Field Notes
Field Notes are production-style conversations for Kubernetes LLM platform teams. Each note starts from a failure mode that looks simple from a dashboard but becomes a platform decision once traffic, GPU capacity, tenant boundaries, and rollout controls are involved.
Use these notes before design reviews, launch readiness checks, and incident retrospectives.
| Field note | Production question | Matching lab |
|---|---|---|
| LLM Latency War Room | Why are pods healthy while users wait for the first token? | vLLM inference challenge |
| GPU Capacity Incident | Why are expensive accelerators idle while inference pods are pending? | GPU node pool scheduling |
| RAG Tenant Isolation Review | Where must authorization happen before documents enter a prompt? | RAG retrieval challenge |
| KServe vs Ray Serve Ownership | Is the serving layer a platform API or an application-owned graph? | KServe vs Ray Serve decision |
How to read a field note
Each note uses the same review shape:
- Start with the visible symptoms.
- Name the common wrong instinct.
- Split the system into platform layers.
- Pick the signals that prove or disprove the theory.

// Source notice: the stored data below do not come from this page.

PR #5447, opened 2026-07-07
chore(deps): batch small dependency updates in /langwatch + /mcp-server

0xdeafcafe:
Bundles the patch/minor Dependabot bumps for the **langwatch workspace** into one PR. Each individually fails frozen-install on a stale `langwatch/pnpm-lock.yaml` and they all serialize on that lockfile, so batching them regenerates the lockfile once and validates them together.

**Validated:** `pnpm typecheck` (tsgo) clean across langwatch; mcp-server `tsup` build (ESM+DTS) passes; `--frozen-lockfile` install passes in both workspaces. No Node version changes.

### langwatch
react/react-dom/react-is → 19.2.7 (lockstep) · @chakra-ui/react 3.36.0 · @tanstack/react-virtual 3.14.4 · @xyflow/react 12.11.1 · @clickhouse/client 1.22.0 · @aws-sdk/client-s3 + s3-request-presigner 3.1075.0 · @google-cloud/dlp 6.7.0 · bullmq 5.79.2 · react-hook-form 7.80.0 · react-error-boundary 6.1.2 · libphonenumber-js 1.13.7 · date-fns 4.4.0 · liquidjs 10.27.1 · semver 7.8.5 · tsx 4.22.4 · **selfsigned 5.5.0** (v5 async `generate()` — start.ts + vite.config.ts migrated) · **testcontainers 12.0.3** · webpack 5.108.1 · @vitest/ui + coverage-v8 4.1.9

### mcp-server
@types/debug 4.1.13 · @anthropic-ai/claude-code 2.1.195

Supersedes the individual Dependabot PRs (to be closed on merge): #5444 #5442 #5441 #5440 #5438 #5437 #5436 #5435 #5434 #5431 #5430 #5429 #5428 #5425 #5423 #5422 #5421 #5417 #5413 #5409 #4618 #5061 #4595

## Summary by CodeRabbit

* **Bug Fixes**
  * Improved development HTTPS certificate handling for better compatibility with modern browser and Apple certificate requirements.
  * Updated Vite dev startup to wait for certificates before loading, reducing configuration-related startup issues.

* **Chores**
  * Bumped several app and tooling dependencies, including React-related packages, UI utilities, test tooling, and cloud SDKs.
  * Updated package overrides and development dependencies to newer versions.

PR #5450, opened 2026-07-07
chore(deps): batch safe major dependency updates in /langwatch

0xdeafcafe:
Follow-up to the small-updates batch (#5447) — the **major** bumps that validate as safe: `pnpm typecheck` (tsgo) clean and a production `vite build` passes (shiki lazy-chunking intact, posthog bundles). No Node version changes.

- **concurrently** (dev) 9.2.1 → 10.0.3
- **cookie** 1.1.1 → 2.0.0
- **posthog-node** 4.18.0 → 5.38.8
- **shiki** 3.23.0 → 4.3.0

**Dropped ra-data-simple-prisma 3→7** — its v7 react-admin stack pulls `react-hotkeys-hook@5.3.3` (an ESM file shipped in a CJS package) which breaks the vitest `test-unit` that transitively imports the admin router. The migration lives on #5059 if we want to take it on with the vitest inline workaround.

Supersedes: #5418 #5419 #5433 #5416

## Summary by CodeRabbit

* **Chores**
  * Updated runtime and development dependency versions, including cookie, posthog-node, shiki, and concurrently.


Aryansharma28 (dismissed):
lgtm

Issue #5455, opened 2026-07-07
Sweep follow-up: 3 memory/query anti-patterns from #5454 recur in 6 other features


sergioestebance:
**Describe the bug**

While fixing #5454 (Prompt Playground tabs never unmounting), a codebase sweep for the same 3 anti-patterns found further occurrences outside the Prompt Playground. #5454's PR fixed the in-scope instances (including one in the same feature area, `PublishedPromptActions.tsx`); this issue tracks the rest so they get individual review rather than ballooning that PR.

**Pattern 1 — Ark UI `Tabs.Root` without `lazyMount unmountOnExit`**

Every inactive tab's content tree (including any live queries inside it) stays mounted-but-hidden instead of unmounting. Same root cause as #5454.

- `src/components/LLMMetrics.tsx:173` — 3 tabs, each wraps a `CustomGraph` firing its own `api.analytics.getTimeseries` query; all 3 fire and stay subscribed regardless of active tab.
- `src/components/analytics/UserMetrics.tsx:125` — identical shape (3 `CustomGraph`-backed tabs).
- `src/pages/settings/governance/tool-catalog.tsx:65` — 2 tabs, 5+ queries fire on page load instead of gating to the active tab.
- `src/components/traces/TraceDetails.tsx:216` — trace drawer has 6 tabs; `messages`, `guardrails`, `evaluations`, `events` (lines ~400-453) are unguarded. The `messages` tab's `Conversation` component fires `api.traces.getTracesByThreadId` and stays subscribed even when the drawer is on a different tab.
- `src/components/ops/foundry/PlaygroundContent.tsx:45` — 4 tabs (Editor hosting `SpanEditorPanel`, Waterfall, Graph, JSON), none guarded, all mount simultaneously. Internal dev/ops "foundry" tool, so lower user-facing impact.
- `src/components/experiments/DSPyExperiment.tsx:632` — 3 tabs; **partial fix already present** — tab 1 (Evaluations) is manually gated with `tabIndex === 1 &&` (line 856), but tab 0 (Predictors) and tab 2 (LLM Calls, a `.map()`-driven table) are unguarded. Fix by extending the guard to tabs 0/2 or adding `lazyMount unmountOnExit` to the `Tabs.Root`.

**Pattern 2 — query inside a Popover/Menu not gated on the disclosure's own `open` state**

Query fires as soon as the component mounts instead of when the user opens the popover/menu. Same root cause as #5454's `VersionHistoryListPopover` fix.

[...]

PR #5456, opened 2026-07-07
fix(prompts): stop prompt playground tabs from leaking memory

### LINKED ISSUE #5454: Prompt playground: open tabs never unmount, causing memory growth and sluggishness with many tabs
**Describe the bug**

The Prompt Playground (`/[project]/prompts`) lets you open multiple prompts as tabs. Reported symptom: memory usage climbs and the page gets sluggish as more tabs are opened, independent of which tab is active.

Root cause investigation (read-only, no fix yet) found this is a real architectural bug, not just expected per-editor overhead.

**Root cause**

`src/prompts/prompt-playground/components/prompt-browser/ui/DraggableTabsBrowser.tsx:259` uses Ark UI's `Tabs.Root` with no `lazyMount`/`unmountOnExit`. Ark UI's default behavior mounts every tab panel and just toggles a `hidden` attribute on inactive ones — it never actually unmounts them. The codebase already uses `lazyMount`/`unmountOnExit` correctly in several other places (popovers, menus); it just wasn't applied to the prompt tab container.

Because every open tab stays permanently mounted, each one keeps running, forever, regardless of visibility:

1. A full `react-hook-form` instance with live `watch` subscriptions and timers (`usePromptConfigForm`)
2. A `RichTextarea` instance per message in the prompt (`PromptMessagesEditor` → `PromptTextAreaWithVariables`)
3. A full CopilotKit chat provider/context tree (`PromptPlaygroundChat.tsx`)
4. An unconditional version-history fetch — `VersionHistoryListPopover.tsx:366-372` calls `getAllVersionsForPrompt` (full `configData` for every historical version, not lightweight metadata) as soon as the tab mounts, not gated on the history popover actually being opened
5. Two more full-prompt fetches per tab, fired from the tab-bar label itself: `useHasUnsavedChanges` and `useLatestPromptVersion` (each call `getByIdOrHandle`)

**Why it compounds with tab count instead of staying constant**

- Since tabs never unmount, React Query's defaults (`staleTime: 0`, `refetchOnWindowFocus: true`) mean every browser-window focus event re-fires all of the above queries for every open tab simultaneously — a burst that scales linearly with tab count.
- The Zustand store backing the tabs is wrapped in `persist` (`DraggableTabsBrowserStore.ts`), and its `partialize` rebuilds and `JSON.stringify`s **all windows/tabs' full content** into `localStorage` on every 500ms-debounced keystroke in any single tab. So typing in one tab does O(total content across all open tabs) main-thread work — this explains the "sluggish," not just "uses more RAM," part of the report.

Tab-close cleanup itself was checked and is fine — closing a tab correctly tears down its store entry and component subtree; no lingering Map/leak there.

**Expected behavior**

Only the active tab's editor, form, chat, and queries should be mounted/subscribed at a time. Inactive tabs should keep their lightweight tab-bar label (title, unsaved indicator) but not their full content tree. Version history should only fetch when its popover is opened.

**Suggested fix (not yet implemented)**

- Add `lazyMount unmountOnExit` (or equivalent conditional rendering keyed on `activeTabId`) to the `Tabs.Root` in `DraggableTabsBrowser.tsx`.
- Gate `VersionHistoryListPopover`'s `getAllVersionsForPrompt` query on the popover's `open` state.

**Environment**

- Component: langwatch (Next.js app)
- Affected page: `/[project]/prompts` (Prompt Playground, multi-tab mode)

**Additional context**

Filed from an investigation-only session; no code changes made yet. Follow-up work will implement the fix above.

sergioestebance:
# Related Issue

- Resolves #5454

## Why

Closes #5454

Users with many prompt tabs open in the Prompt Playground reported memory climbing and the page getting sluggish, independent of which tab was active. Root cause: Ark UI's `Tabs.Root` defaults to mounting every tab panel and only toggling a `hidden` attribute on inactive ones — it never actually unmounts them. So every open tab kept a full form, editor, chat provider, and set of live queries running forever, regardless of visibility.

## What changed

- **Inactive tabs actually unmount.** Added `lazyMount`/`unmountOnExit` to the outer prompt-tab `Tabs.Root` so only the active tab's content is mounted. The nested sub-tabs (Conversation/Variables/Demonstrations/Parameters) use `lazyMount` **without** `unmountOnExit` — switching sub-tabs must not unmount the chat (that would abort an in-flight generation). Chat messages and form values round-trip through the Zustand tab store, so switching prompt tabs doesn't lose saved work.
- **Version history no longer fetches eagerly.** `VersionHistoryListPopover` was firing its full-version-history query on every tab mount, whether or not the user ever opened the history dropdown. Gated the query on the popover's own open state.
- **Sidebar per-row menu, same bug, N+1 variant.** A codebase sweep for the same "query fires on mount instead of on open" pattern found `PublishedPromptActions` (rendered once per prompt row in the sidebar) doing the same thing — fixed the same way.
- **localStorage writes no longer re-serialize every open tab on one tab's edit.** The Zustand store's `persist` middleware was rebuilding and stringifying every open tab's full content into a single localStorage key on every debounced edit in any one tab. Split persistence so each tab's data lives under its own `${projectId}:tab:${tabId}` key — editing one tab now only rewrites that tab's key.
- **Orphaned-key cleanup hardened.** Code review on the per-tab-key split caught a real gap: cleanup could only find per-tab keys by parsing the light index key, so a corrupted or partially-written index (e.g. a `QuotaExceededError` on the index write, after per-tab keys already landed) would strand data with no path to clean it up. Cleanup now scans localStorage directly for the project's key prefix instead of depending on the index.
- **No lost edits on tab switch.** Both debounced writers (prompt form via lodash, variable values via `useDebounceCallback`, which cancels pending work on unmount) now flush on unmount, so an edit typed just before switching tabs is persisted rather than dropped.
- **Legacy persistence migrates, doesn't wipe.** Existing users store tab data in the old single-key format; `getItem` now falls back to that embedded data when a per-tab key is missing and migrates it to a per-tab key on the next write, instead of dropping every tab and clearing the playground on first reload after deploy.
- **Delete stays disabled until its permission check resolves.** With the sidebar menu's permission query now gated on open, `canDelete` defaults to disabled during the brief loading window instead of enabling the destructive action before the check returns.

A broader sweep found the same three anti-patterns recurring in 6 unrelated features (analytics graphs, governance tool catalog, trace viewer, secrets popover, agent menu) plus 3 structurally-similar undo-history stores. Those are out of scope for this PR and tracked separately in #5455.

## Test plan

- New regression test proving the actual bug: `DraggableTabsBrowser.inactiveTabUnmount.test.tsx` — fails against the pre-fix code (content present but `hidden`), passes after.
- `VersionHistoryListPopover.test.tsx` — added cases asserting the query is disabled while closed and enabled once opened.
- `PublishedPromptActions.integration.test.tsx` (new) — same assertion shape for the sidebar menu.
- `DraggableTabsBrowserStore.test.ts` — added cases proving a tab edit doesn't rewrite other tabs' localStorage content, and that per-tab keys are fully cleaned up even when the index is corrupted or unparseable.
- `pnpm typecheck` clean; 67 unit tests + 4 integration tests (Docker-backed) pass across every touched file, plus direct consumers (`PromptTabbedSection`, `PromptPlaygroundChat`, `PromptBrowserWindowContent`) with no regressions.

## Anything surprising?

Ran a self-review pass on the persistence redesign before opening this PR and caught a real P1 (the orphaned-key cleanup gap above) plus a couple of test-quality issues (a test-isolation risk from an unrestored mock, a test named for a scenario it didn't actually assert, and a misnamed `.test.tsx` that should've been `.integration.test.tsx`) — all fixed and covered by tests in this PR, not left as follow-ups.

**Behavioral tradeoff (intentional):** because inactive prompt tabs now fully unmount, switching to a different prompt tab while a chat generation is streaming interrupts that background generation — the completed messages persist, but an in-flight turn does not resume on return. This is inherent to the memory fix and considered an acceptable cost (you rarely switch prompt tabs mid-generation). Sub-tab switching within a tab does **not** interrupt the chat — the nested tabs deliberately keep it mounted.

## Summary by CodeRabbit

* **New Features**
  * Tab panels now lazy mount across tab sections and the draggable tab browser.
  * Version history and published prompt actions now load only while the related popover/menu is open.
  * Draggable tab browser persistence is now saved per tab with automatic cleanup of stale storage keys.
* **Bug Fixes**
  * Inactive tab panels are fully unmounted.
  * Pending tab edits are flushed on unmount to prevent losing the latest variable/form changes.
  * Delete permission is now disabled until permission is known.
* **Tests**
  * Added/expanded regression and integration coverage for conditional query enabling and per-tab persistence/rehydration/reset behavior.

### DIFF
--- a/langwatch/src/prompts/__tests__/VersionHistoryListPopover.test.tsx
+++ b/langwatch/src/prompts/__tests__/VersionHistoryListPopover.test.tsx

- Decide what should be automated, documented, or moved into a lab check.
Why this section exists
Most Kubernetes LLM failures do not start as tool-selection problems. They start as ownership problems: who owns latency, GPU placement, retrieval quality, runtime flags, rollback boundaries, and cost evidence. Field Notes make those conversations explicit before a platform team scales the model.